Lawa odciąża nas i udziela wsparcia emocjonalnego Snupkowi. Tego nie da się opisać… chociaż jesteśmy przeciwni robienia z psów dzieci, to kolejny pies w rodzinie, to jak nowy członek rodziny.
Trudności, być może teraz trudniej byłoby złapać stopa? A może tylko tak nam się wydaje, a rzeczywistość obaliła to zmartwienie. W 2014 martwiliśmy się o stopowanie z jednym psem, a szło bezproblemowo.

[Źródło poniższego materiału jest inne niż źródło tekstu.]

PR #825, opened 2021-03-23
Enable golint with golangci-lint

elfosardo:
Most linters are disabled by default when using golangci-lint, we need
to explicitely enable them if we want them to run.
This change enables the basic golint support.
For more info please check https://golangci-lint.run/usage/quick-start

### DIFF
--- a/Makefile
+++ b/Makefile
@@ -81,12 +81,6 @@ unit-verbose: ## Run unit tests with verbose output
 .PHONY: linters
 linters: lint generate-check fmt-check
 
-.PHONY: sec
-sec: lint
-
-.PHONY: fmt
-fmt: lint
-
 .PHONY: vet
 vet: lint
 
@@ -118,7 +112,7 @@ demo: generate lint manifests ## Run in demo mode
 	go run -ldflags $(LDFLAGS) ./main.go -namespace=$(RUN_NAMESPACE) -dev -demo-mode
 
 .PHONY: run-test-mode
-run-test-mode: generate fmt vet manifests ## Run against the configured Kubernetes cluster in ~/.kube/config
+run-test-mode: generate fmt-check lint manifests ## Run against the configured Kubernetes cluster in ~/.kube/config
 	go run -ldflags $(LDFLAGS) ./main.go -namespace=$(RUN_NAMESPACE) -dev -test-mode
 
 .PHONY: install
--- a/pkg/provisioner/demo/demo.go
+++ b/pkg/provisioner/demo/demo.go
@@ -77,7 +77,7 @@ func New(hostData provisioner.HostData, publisher provisioner.EventPublisher) (p
 	return p, nil
 }
 
-func (m *demoProvisioner) HasCapacity() (result bool, err error) {
+func (p *demoProvisioner) HasCapacity() (result bool, err error) {
 	return true, nil
 }
 
--- a/.golangci.yml
+++ b/.golangci.yml
@@ -4,6 +4,7 @@ run:
 linters:
   disable-all: true
   enable: [
+    "golint",
     "govet",
     "goimports",
     "gofmt",
--- a/controllers/metal3.io/action_result.go
+++ b/controllers/metal3.io/action_result.go
@@ -113,7 +113,7 @@ func (r actionError) Dirty() bool {
 }
 
 func (r actionError) NeedsRegistration() bool {
-	return errors.Is(r.err, provisioner.NeedsRegistration)
+	return errors.Is(r.err, provisioner.ErrNeedsRegistration)
 }
 
 // actionFailed is a result indicating that the current action has failed,
--- a/pkg/provisioner/ironic/ironic.go
+++ b/pkg/provisioner/ironic/ironic.go
@@ -303,7 +303,7 @@ func (p *ironicProvisioner) listAllPorts(address string) ([]ports.Port, error) {
 
 func (p *ironicProvisioner) getNode() (*nodes.Node, error) {
 	if p.nodeID == "" {
-		return nil, provisioner.NeedsRegistration
+		return nil, provisioner.ErrNeedsRegistration
 	}
 
 	ironicNode, err := nodes.Get(p.client, p.nodeID).Extract()
@@ -314,7 +314,7 @@ func (p *ironicProvisioner) getNode() (*nodes.Node, error) {
 	case gophercloud.ErrDefault404:
 		// Look by ID failed, trying to lookup by hostname in case it was
 		// previously created
-		return nil, provisioner.NeedsRegistration
+		return nil, provisioner.ErrNeedsRegistration
 	default:
 		return nil, errors.Wrap(err,
 			fmt.Sprintf("failed to find node by ID %s", p.nodeID))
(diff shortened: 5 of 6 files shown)


elfosardo:
golint should now fail

elfosardo:
@dhellmann golint and govet now fail, not sure which options we want to keep
if we leave golint, we need to fix the rest besides what's fixed in #823

dhellmann:
I think all of the failures are things we should fix, so I'm OK with the set of rules that are enabled.

The govet and golint jobs are running the same thing. Is govet enabled? We could probably drop one of the jobs if the same tool runs all of the tests in one job.

elfosardo:
> I think all of the failures are things we should fix, so I'm OK with the set of rules that are enabled.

Trochę więcej pracy wymaga od nas kontrolowanie ich w dzikiej naturze czy w razie pojawienia się kota, albo innego według nich zagrożenia, bo gdy jedno zacznie szczekać, złościć się czy niecierpliwić, to drugie to przejmuje i się tak nawzajem nakręcają. Największym zmartwieniem jest jak Lawa poradzi sobie w życiu bez Snupka. A to niestety nastąpi już niebawem, Snupek ma 18 lat, w styczniu zdiagnozowano u niego raka mózgu. Jednym z powodów, dla których wzięliśmy Lawę, było aby było nam łatwiej, gdy zabraknie Snupka. Teraz wiemy, że to ona załamie się jego stratą najbardziej…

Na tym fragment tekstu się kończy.